(Records excerpted from a collection)
*** Block opens ***

PR #6896, opened 2023-03-02
Update eventsource

### LINKED ISSUE #6890: Update okhttp-eventsource
### Description
The following dependencies have later milestone versions:
> com.launchdarkly:okhttp-eventsource [3.0.0 -> 4.1.0]
     https://github.com/launchdarkly/okhttp-eventsource

But it has breaking changes, so it requires usage update

zilm13:
## PR Description
The was a major update of the library, trying to applying it to our code. From [release notes](https://github.com/launchdarkly/okhttp-eventsource/releases/tag/4.0.0):
> This release revises the implementation of `EventSource` so that it does not create its own worker threads. The methods for starting and reading a stream now perform synchronous I/O, and the caller is responsible for choosing what thread to start the stream and read the stream on. This makes the core implementation simpler and more efficient, and reduces possibilities for deadlock. If you want to continue using the old asynchronous push model, see the `com.launchdarkly.eventsource.background` package.

So for this PR I've used `com.launchdarkly.eventsource.background` API which also changed but not too much. Do we need to use synchronous API with our own event thread instead? 
Also giving the sensitive part of code this update is touching, I'd better test it on our nodes before merging
## Fixed Issue(s)

Fixes #6890 

## Documentation

## Changelog


StefanBratanov:
LGTM to me after looking at the release notes and the APIs changed. There is also usage of `EventSource` in the acceptance tests so code needs to be changed there as well. Otherwise, I like using the `background` package since it behaves similar way as before and won't be a more drastic change for already well-behaving component.

rolfyone (approved):
LGTM

PR #6902, opened 2023-03-03
Improvements when using VC with failovers

StefanBratanov:
## PR Description

- Rename `RemoteBeaconNodeSyncingChannel` to `BeaconNodeReadinessChannel`
- Don't perform readiness check when no failovers are configured. (it is not needed)
- Immediately going to failover if BN is not ready. (It was doing that before as well but it was using exceptions which was triggering logging and it could be confusing). I think it is more readable now.
- Improve logging a little bit.
- Add timeout for the syncing status call

## Fixed Issue(s)
N/A

## Documentation

## Changelog

### DIFF
--- a/validator/remote/src/main/java/tech/pegasys/teku/validator/remote/FailoverValidatorApiHandler.java
+++ b/validator/remote/src/main/java/tech/pegasys/teku/validator/remote/FailoverValidatorApiHandler.java
@@ -30,7 +30,6 @@ import org.apache.tuweni.bytes.Bytes32;
 import org.hyperledger.besu.plugin.services.MetricsSystem;
 import org.hyperledger.besu.plugin.services.metrics.Counter;
 import org.hyperledger.besu.plugin.services.metrics.LabelledMetric;
-import tech.pegasys.teku.api.exceptions.RemoteServiceNotAvailableException;
 import tech.pegasys.teku.api.migrated.ValidatorLivenessAtEpoch;
 import tech.pegasys.teku.api.response.v1.beacon.ValidatorStatus;
 import tech.pegasys.teku.bls.BLSPublicKey;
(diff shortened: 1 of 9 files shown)


validator/remote/src/main/java/tech/pegasys/teku/validator/remote/FailoverValidatorApiHandler.java
```diff
@@ -312,38 +311,58 @@ private <T> SafeFuture<T> relayRequest(
       final String method,
       final boolean relayRequestToFailovers) {
     if (failoverDelegates.isEmpty() || !relayRequestToFailovers) {
-      return runPrimaryRequestWithNoFailovers(request, method);
+      return runPrimaryRequest(request, method);
     }
-    final SafeFuture<T> primaryResponse = runPrimaryRequestWithConfiguredFailovers(request, method);
     final Map<RemoteValidatorApiChannel, Throwable> capturedExceptions = new ConcurrentHashMap<>();
-    final List<SafeFuture<T>> failoversResponses =
+    final List<SafeFuture<T>> failoverResponses =
```
mehdi-aouadi, line 317: Shouldn't we check if the `primaryDelegate` is ready and try to `runPrimaryRequest` first before trying to redirect the request to the `failoverDelegates`?
If the primary node is ready and its request doesn't fail we'd have asked the failovers to run the request for nothing.
In my understanding the failovers should be asked to run the request as a last resort...

validator/remote/src/main/java/tech/pegasys/teku/validator/remote/FailoverValidatorApiHandler.java
```diff
@@ -352,88 +371,91 @@ private <T> SafeFuture<T> relayRequest(
...
-          }
-          recordSuccessfulRequest(delegate, method);
-          return SafeFuture.completedFuture(response);
-        });
+    return request
+        .run(delegate)
+        .handleComposed(
+            (response, throwable) -> {
+              if (throwable != null) {
+                recordFailedRequest(delegate, method);
```
mehdi-aouadi, line 456: I'd suggest adding a log here

mehdi-aouadi (changes requested):

validator/remote/src/main/java/tech/pegasys/teku/validator/remote/FailoverValidatorApiHandler.java
StefanBratanov: We relay to all failovers for some methods (like sending attestations, validator registrations, etc) regardless if the primary returns a correct response. There is `relayRequest` and `tryRequestUntilSuccess` methods. One of them sends to all, the others tries the primary and then one by one the failovers sorted by readiness

mehdi-aouadi: I see you point. But in my understanding, if we'd want to relay the request to all nodes, either we do not prioritise the primary node and hence send the request to all nodes, or we prioritise it and in that case we send the request primarily to the primary node and we relay to the failovers if it fails only.
In the current implementation, we relay to the request to all failovers, we keep the responses aside, we then send it to the primary node, if it fails we consider the failovers responses otherwise we "ignore" them and return the primary node response. In the last case we'd have engaged the failovers for nothing.
If that's the desired behaviour, that's OK otherwise I think we could optimise it

StefanBratanov: Yeah that's the behaviour. It's not for nothing though. The messages sent to all nodes are subscriptions for subnets, attestations, blocks which will be gossiped by all nodes, validator registrations, beacon proposers information. We ignore their responses unless we don't get a response from the primary node, but we still need to send them to make sure all nodes are prepared to be a failover.

mehdi-aouadi (approved):
LGTM
Thanks for the explanation 🙏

*** Block closes ***

▶ **What the task asks**
Identify the lines of the data that contain the word "changes". Copy each of them.

▶ **Answer box**
But it has breaking changes, so it requires usage update
mehdi-aouadi (changes requested):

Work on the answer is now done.